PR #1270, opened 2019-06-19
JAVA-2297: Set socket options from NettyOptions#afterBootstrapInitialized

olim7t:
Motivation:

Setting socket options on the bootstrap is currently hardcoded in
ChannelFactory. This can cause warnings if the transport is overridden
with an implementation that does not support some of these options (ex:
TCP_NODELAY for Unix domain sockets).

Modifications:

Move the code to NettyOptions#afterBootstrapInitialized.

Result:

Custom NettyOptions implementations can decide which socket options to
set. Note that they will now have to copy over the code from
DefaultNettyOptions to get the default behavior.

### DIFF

┄┄┄┄┄┄┄┄┄┄

Instructions to follow =>
Print all of the lines above so that each one matches its original exactly.

Exercise result =>
PR #1270, opened 2019-06-19
JAVA-2297: Set socket options from NettyOptions#afterBootstrapInitialized

olim7t:
Motivation:

Setting socket options on the bootstrap is currently hardcoded in
ChannelFactory. This can cause warnings if the transport is overridden
with an implementation that does not support some of these options (ex:
TCP_NODELAY for Unix domain sockets).

Modifications:

Move the code to NettyOptions#afterBootstrapInitialized.

Result:

Custom NettyOptions implementations can decide which socket options to
set. Note that they will now have to copy over the code from
DefaultNettyOptions to get the default behavior.

### DIFF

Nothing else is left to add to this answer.